All lines holding the word "must" should be located in the records and copied.
BEGIN RECORDED INFORMATION
PR #122, opened 2016-10-16
Add some entity mappings, more general name for EntityParts

mezz:


Darkhax (approved):

mappings/net/minecraft/entity/Entity.mapping
```diff
@@ -322,6 +329,8 @@ CLASS none/sg net/minecraft/entity/Entity
 		ARG 0 entity
 	METHOD r isTeammate (Lnone/sg;)Z
 		ARG 0 entity
+	METHOD s isEqualEntity (Lnone/sg;)Z
```
asiekierka: Why not just isEqual? Or isEqualType? Not sure what it does...

mappings/net/minecraft/entity/decoration/EntityDecorationBase.mapping
```diff
@@ -23,6 +23,7 @@ CLASS none/yo net/minecraft/entity/decoration/EntityDecorationBase
 		ARG 0 entity
 	METHOD a onStruckByLightning (Lnone/yx;)V
 		ARG 0 lightning
+	METHOD aq hasCollision ()Z
```
asiekierka: doesCollide? canCollide?

mappings/net/minecraft/entity/Entity.mapping
mezz: The param type here is `Entity`, so I don't want to override `isEqual`.
It returns true if the param == this, or if this is an entity part and the param is the entity that owns that part.

mappings/net/minecraft/entity/decoration/EntityDecorationBase.mapping
mezz: hmm I agree it's not quite right but I don't know what's best.

mappings/net/minecraft/entity/Entity.mapping
asiekierka: hasEqualParts?

mezz: sounds good

mezz: well, not quite actually.
`dragonPart.isEqualEntity(dragon)`

mappings/net/minecraft/entity/decoration/EntityDecorationBase.mapping
mezz: I'll go with doesCollide

mappings/net/minecraft/entity/Entity.mapping
mezz: Going with `isPartOf`

asiekierka: isOwnerOf?

mezz: isOwnerOf would be the opposite logic

PR #124, opened 2016-10-16
Add/fix some chunk mappings

mezz:


mappings/net/minecraft/world/chunk/Chunk.mapping
```diff
@@ -57,18 +67,24 @@ CLASS none/atp net/minecraft/world/chunk/Chunk
...
 		ARG 0 pos
+		ARG 1 mode
 	METHOD a (Lnone/es;IZ)V
 		ARG 0 buffer
 	METHOD a addEntity (Lnone/sg;)V
 		ARG 0 entity
 	METHOD a removeEntity (Lnone/sg;I)V
 		ARG 0 entity
 		ARG 1 chunkY
+	METHOD a getEntitiesAndPartsInAreaExcludingOne (Lnone/sg;Lnone/bcs;Ljava/util/List;Lcom/google/common/base/Predicate;)V
```
Darkhax: This seems like a very long name. Would something like `getEntitiesInAreaExcluding` be an accurate name for it?

mezz: It's an unusually bad function so I feel like it requires the long name.
This gives people an idea of what it's used for without having to puzzle it out by reading the code.

asiekierka: I don't think we need a name this long. Parameters can also have clues.

mezz: changed to `getEntitiesInArea`

mappings/net/minecraft/world/chunk/Chunk.mapping
```diff
@@ -57,18 +67,24 @@ CLASS none/atp net/minecraft/world/chunk/Chunk
...
+		ARG 1 mode
 	METHOD a (Lnone/es;IZ)V
 		ARG 0 buffer
 	METHOD a addEntity (Lnone/sg;)V
 		ARG 0 entity
 	METHOD a removeEntity (Lnone/sg;I)V
 		ARG 0 entity
 		ARG 1 chunkY
+	METHOD a getEntitiesInArea (Lnone/sg;Lnone/bcs;Ljava/util/List;Lcom/google/common/base/Predicate;)V
+		ARG 0 excludedEntity
```
copygirl, line 84: There's a `sendToAllPlayers` that sends packets as well where I named the "excluded player" parameter `except`. For consistency's sake, should I rename this one to `except` or the packet one to `excludedPlayer` ?

PR #130, opened 2016-10-16
Update Predicates, BlockPattern, and some loot entries.

ryantheleach:


mappings/net/minecraft/world/World.mapping
```diff
@@ -11,7 +11,7 @@ CLASS none/aiw net/minecraft/world/World
 	FIELD B lootTableHandler Lnone/bbm;
 	FIELD C profiler Lnone/os;
 	FIELD D scoreboard Lnone/bdb;
-	FIELD E isRemote Z
+	FIELD E isProxy Z
```
ryantheleach: Probably controversial, but is there a reason why it's called isRemote aside from the fact it's the name everyone is used to?

mappings/none/BlockInWorld.mapping
```diff
@@ -0,0 +1,19 @@
+CLASS none/asp none/BlockInWorld
```
ryantheleach: There is probably a better name, but from what I can tell, BlockInWorld can represent either a cached block or a snapshot depending on the boolean liveState that is passed in.

mappings/net/minecraft/world/World.mapping
asiekierka: Because it says whether the world is a remote proxy. IMHO, isRemote is more descriptive than isProxy.

mappings/none/BlockPattern.mapping
```diff
@@ -0,0 +1,58 @@
...
+		METHOD <init> (Lnone/aiw;Z)V
+			ARG 0 world
+		METHOD a load (Lnone/cn;)Lnone/asp;
+			ARG 0 pos
+	CLASS none/asq$b Result
+		FIELD a frontTopLeft Lnone/cn;
+		FIELD b forwards Lnone/cu;
+		FIELD c up Lnone/cu;
+		FIELD d cache Lcom/google/common/cache/LoadingCache;
+		FIELD e leftSize I
```
ryantheleach: It would be possible to change the name of leftSize / downSize / forwardSize to width, height, and depth? Wasn't too sure if forwards should be depth? or Breadth? however, so left it as it is for the moment while better names could be considered.

mappings/none/BlockPattern.mapping
```diff
@@ -0,0 +1,58 @@
...
+		METHOD d getLeftSize ()I
+		METHOD e getDownSize ()I
+	FIELD a tests [[[Lcom/google/common/base/Predicate;
+	FIELD b forwardsSize I
+	FIELD c downSize I
+	FIELD d leftSize I
+	METHOD <init> ([[[Lcom/google/common/base/Predicate;)V
+		ARG 0 tests
+	METHOD a getForwardsSize ()I
+	METHOD a searchAroundBuggy (Lnone/aiw;Lnone/cn;)Lnone/asq$b;
```
ryantheleach: This method is actually very broken. 
https://bugs.mojang.com/browse/MC-74249

asiekierka: Don't name the method Buggy. A mixin can do the fixin'!

mappings/net/minecraft/server/dedicated/DedicatedServer.mapping
```diff
@@ -58,7 +60,7 @@ CLASS none/lf net/minecraft/server/dedicated/DedicatedServer
 	METHOD a_ executeCommand (Ljava/lang/String;)Ljava/lang/String;
 		ARG 0 command
 	METHOD aa isDedicated ()Z
-	METHOD af isUsingNativeTransport ()Z
+	METHOD af useNativeTransport ()Z
```
ryantheleach: Didn't realize I accidentally renamed this, must have happened during a rebase.

mappings/net/minecraft/reference/LootTables.mapping
```diff
@@ -1,6 +1,81 @@
 CLASS none/bbe net/minecraft/reference/LootTables
+	FIELD A ENTITY_SNOWMAN Lnone/kp;
```
ryantheleach, line 2: Is this format ok for static final public fields?

mappings/net/minecraft/block/pattern/BlockPatternBuilder.mapping
```diff
@@ -0,0 +1,5 @@
+CLASS none/asr net/minecraft/block/pattern/BlockPatternBuilder
+	METHOD a start ()Lnone/asr;
+	METHOD a where (CLcom/google/common/base/Predicate;)Lnone/asr;
+	METHOD a aisle ([Ljava/lang/String;)Lnone/asr;
```
ryantheleach, line 11: Should probably have a better name, taken from https://twitter.com/Dinnerbone/status/477358451115720704

mappings/net/minecraft/reference/LootTables.mapping
asiekierka: Sure.

mappings/net/minecraft/server/dedicated/DedicatedServer.mapping
asiekierka: isUsing.

mappings/net/minecraft/world/World.mapping
liach: `client`?

mappings/none/BlockInWorld.mapping
asiekierka: BlockSnapshot? Snapshots are fine for a cache...

mappings/net/minecraft/world/World.mapping
ryantheleach: Client doesn't represent it properly though, the variables should be named in context to the object they are on, in this case world.

world.isClient being true for worlds representing a server, but false for the embedded server on the client would be just wrong.

mappings/none/BlockInWorld.mapping
ryantheleach: I don't think I explained this properly.

Depending on liveState it can either be set to pass-through to the world showing the current state, or show the cached state.

If it was just lazily setting it to a cached state I could be happy with calling it a blockSnapshot, but it acts differently.

asiekierka: BlockPointer. Wait, I think we're using that name.

We must think of a better one.

mappings/net/minecraft/world/World.mapping
liach: `forClient`. We probably should not use `isXx` for fields but only for methods.

mappings/net/minecraft/block/pattern/BlockPattern.mapping
```diff
@@ -0,0 +1,61 @@
...
+		METHOD a load (Lnone/cn;)Lnone/asp;
+			ARG 0 pos
+	CLASS none/asq$b Result
+		FIELD a frontTopLeft Lnone/cn;
+		FIELD b forwards Lnone/cu;
+		FIELD c up Lnone/cu;
+		FIELD d cache Lcom/google/common/cache/LoadingCache;
+		FIELD e leftSize I
+		FIELD f downSize I
+		FIELD g forwardSize I
```
copygirl: What's wrong with `x/y/z` and `width`/`height`/`depth` or `x/y/zSize` or `sizeX/Y/Z` ?

mappings/none/BlockInWorld.mapping
liach: `BlockPosProxy`?

mappings/net/minecraft/world/loot/entry/LootTableEntryEmpty.mapping
```diff
@@ -1,5 +1,6 @@
 CLASS none/bbf net/minecraft/world/loot/entry/LootTableEntryEmpty
 	METHOD a deserialize (Lcom/google/gson/JsonObject;Lcom/google/gson/JsonDeserializationContext;II[Lnone/bcc;)Lnone/bbf;
+		ARG 0 jsObject
```
copygirl: Should be `json` I think.

mappings/none/BlockInWorld.mapping
```diff
@@ -0,0 +1,19 @@
...
+	CLASS none/asp$1
+		METHOD a apply (Lnone/asp;)Z
+			ARG 0 blockInWorld
+	FIELD a world Lnone/aiw;
+	FIELD b pos Lnone/cn;
+	FIELD c liveState Z
+	FIELD d blockstate Lnone/asm;
```
copygirl: `blockState`

mappings/none/BlockInWorld.mapping
asiekierka: BlockProxy!

mappings/none/BlockInWorld.mapping
```diff
@@ -0,0 +1,19 @@
+CLASS none/asp none/BlockInWorld
+	CLASS none/asp$1
+		METHOD a apply (Lnone/asp;)Z
+			ARG 0 blockInWorld
+	FIELD a world Lnone/aiw;
+	FIELD b pos Lnone/cn;
+	FIELD c liveState Z
```
copygirl: Just `live` ?

copygirl (changes requested):

mappings/none/BlockInWorld.mapping
asiekierka: Or just state, if the class context is Block.

mappings/net/minecraft/block/pattern/BlockPattern.mapping
ryantheleach: It's not xyz-world co-ordinates, it's local (ego-centric) to the blockpattern, as described by the facing directions. But I have renamed them to better fit width/height/depth, I may have missed some fields.

ryantheleach: Is there a way to add comments?

mappings/none/BlockInWorld.mapping
ryantheleach: Hm, maybe it's not caching but force chunk loading?

mappings/none/BlockInWorld.mapping
ryantheleach: forceLoad?

mappings/net/minecraft/block/pattern/BlockPattern.mapping
copygirl: > Is there a way to add comments?

Not quite yet, it's on the [todo list](https://github.com/FabricMC/Enigma/issues/28).

copygirl (approved):

PR #132, opened 2016-10-17
BIomes, biome generation

mezz:
This stuff is not easy to name because the functions are very strange. 
For review on this one, I think it's best to check this out in a branch and follow along in the code to see what things are doing, or else you might think I'm just crazy.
END RECORDED INFORMATION
- [OUTPUT OF THE TASK]
ryantheleach: Didn't realize I accidentally renamed this, must have happened during a rebase.
We must think of a better one.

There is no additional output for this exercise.